The European Central Bank (ECB) is expected to raise its base rate by 0.25 percentage points on Thursday. The bank raised its interest rates for the first time in 11 years, but it also risks falling behind as peers continue to combat inflation. The eurozone’s interest rates were last hiked in 2011. The future is becoming increasingly bleak as inflation continues to rise and GDP slows considerably.
The most recent eurozone inflation estimate was 8.1%, which was far beyond the ECB’s aim. The ECB also reduced its eurozone growth prediction for 2022 from 3.7% to 2.8%, and from 2.8% to 2.1% for 2023. In the United States, the Federal Reserve has hiked interest rates twice this year, while the Bank of England has boosted interest rates to 1%, the highest level in 13 years.
Inflationary pressures, the euro’s fall below parity with the dollar, and the perception that policymakers are behind the curve are all arguments for a large rise on Thursday. Even if European Central Bank officials deny the possibility of beginning interest-rate rises with a half-point increase this week, there is still a justification for it.
Higher interest rates should, in principle, encourage consumers and companies to save rather than spend, so helping to keep prices under control. However, this dampens economic activity and may cause the world’s Covid rebound to stall.
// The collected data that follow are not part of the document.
PR #135, opened 2017-02-02
Use UNIX timestamp for files.list API

najeira:
Parameters `ts_from` and `ts_to` should be UNIX timestamp.

See examples of https://api.slack.com/methods/files.list.


dlsniper:
Thank you for this!

PR #137, opened 2017-02-14
Add fields to the EmojiChangedEvent

stefafafan:
As seen in the API documents of the emoji_changed event, we should be able to distinguish whether or not it is an `add` or a `remove`. Also, we should be able to know which emojis are added/removed.
https://api.slack.com/events/emoji_changed

The `EmojiChangedEvent` struct did not have these fields ( `subtype` , `name` , `names` ) so I added them.

### DIFF
--- a/websocket_misc.go
+++ b/websocket_misc.go
@@ -80,6 +80,7 @@ type EmojiChangedEvent struct {
 	SubType        string   `json:"subtype"`
 	Name           string   `json:"name"`
 	Names          []string `json:"names"`
+	Value          string   `json:"value"` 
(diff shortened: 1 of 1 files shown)


dlsniper (changes requested):
@stefafafan Thank you for the PR.
Would you be interested to also add the ` Value ` field to this so it can be a complete event? Otherwise I can merge it as it is and add it after.

Thank you!

stefafafan:
@dlsniper I added `Value` to the struct, does this look ok?
Thanks for the review!

dlsniper (approved):
This looks good. Thank you for the PR!

PR #138, opened 2017-02-15
Add threaded timestamp to messages

tso:
Correct me if I'm mistaken but there didn't appear to be a way to determine if a received message was within a thread or not without this.


dlsniper:
@tristan-ohlson I'm so so sorry I've missed your PR when I've merged #149. I'll try to be more careful next time.
Please don't let that discourage you and do send more PRs in the future.
Thank you!

PR #145, opened 2017-03-21
JSON error when trying to parse plain text response body

mrf:
I was hitting rate limits with api requests to getUsers and getting back the following:
`invalid character 'Y' looking for beginning of value` as the error message.

Since we can't rely on a JSON response in all cases this bugs out if we see anything but a 200 and returns a more useful status code instead `Slack server error: 429 Too Many Requests.`


james-lawrence:
https://github.com/nlopes/slack/pull/121

PR #121, opened 2016-11-30
refactor PostMessage/UpdateMessage, add SendMessage.

james-lawrence:
- allows providing attachments when updating a message. (via SendMessage)
- makes the usage for sending a message more general.

Fixes #145, #146

PR #146, opened 2017-03-25
Implement method UpdateMessageWithAttachments

mkungla:
Added UpdateMessageParameters which  contains all the parameters necessary (including the optional ones) for a UpdateMessageWithAttachments() request which updates a message in a channel with attachments. I added new method so that it would not become breaking change for others.

### DIFF
--- a/chat.go
+++ b/chat.go
@@ -45,6 +45,16 @@ type PostMessageParameters struct {
 	EscapeText      bool         `json:"escape_text"`
 }
 
+// UpdateMessageParameters contains all the parameters necessary (including the optional ones) for a UpdateMessage() request
+type UpdateMessageParameters struct {
+	Timestamp   string       `json:"ts"`
+	Text        string       `json:"text"`
+	Attachments []Attachment `json:"attachments"`
+	Parse       string       `json:"parse"`
+	LinkNames   int          `json:"link_names"`
+	AsUser      bool         `json:"as_user"`
+}
+
 // NewPostMessageParameters provides an instance of PostMessageParameters with all the sane default values set
 func NewPostMessageParameters() PostMessageParameters {
 	return PostMessageParameters{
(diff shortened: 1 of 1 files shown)


james-lawrence:
see https://github.com/nlopes/slack/pull/121

mkungla:
@james-lawrence yours will introduce braking changes right? Anyhow seems that @nlopes is not up to maintain this repository or does not have enough time for it which forces me to develop further under my fork or re design that API Client from scratch since I find that API client should be more consistent with the endpoints scema instead of inventing new method names and parameter stucts which do not match with endpoint. Here are some example What I mean:

| actual endpoint | method here | better would be |
| --- | --- | --- |
| `bots.info` | `GetBotInfo` | `BotsInfo` |
| `channels.archive` | `ArchiveChannel` | `ChannelsArchive | Channels.Archive` |
| `channels.unarchive` | `UnarchiveChannel` | `ChannelsUnarchive | Channels.Unarchive` |
| dnd.endDnd | EndDND | `DndEndDnd | Dnd.EndDnd` |

and so on.

james-lawrence:
mine shouldn't introduce any api changes, if I did they were unintentional. I added a new method that the old ones delegate down to.

I'm in general not opposed to breaking changes if it forwards a library, as long as the library is versioned. In my own libraries I would have changed the signature of PostMessage instead of adding the new method.

As for the naming, I'm fairly indifferent long as they are clear. My issues main issues revolve around
- RTM not having a safe shutdown/startup sequence.
- the http client being completely inaccessible. (it should be something that can be configured and passed in.
- private member structs requiring setting by struct.field = instead of struct{field:}

dlsniper:
I'll have a review of this and #121 soon (hopefully by the end of the weekend).
As far as I can see #121 doesn't introduce any API changes but it's a pretty decent sized one and I'd rather be safe than sorry.

dlsniper:
Fixed in #121, sorry for the delay.

PR #148, opened 2017-04-02
Add users.setPhoto and users.deletePhoto

joshheinrichs:
This adds basic support for users.setPhoto and users.deletePhoto. I was debating whether the image should be provided as a file path or an [image.Image](https://golang.org/pkg/image/#Image). A file path has the benefit of being more agnostic. I don't think that we should be responsible for how the image an gets encoded before being uploaded.


dlsniper:
Hi @joshheinrichs,

Thank you for the PR.
I'll try and review it and get it merged this weekend.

Economists are concerned that rapid rate rises would result in increased unemployment and deteriorating living standards. However, excessive inflation is already creating hardship for households, as increasing food and energy prices are eating away at incomes.
In May, UK inflation reached 9.1%, a 40-year high. Economists are hopeful that June’s statistics, which are due out on Wednesday, will show the cost-of-living stabilising before it reaches 11% in October.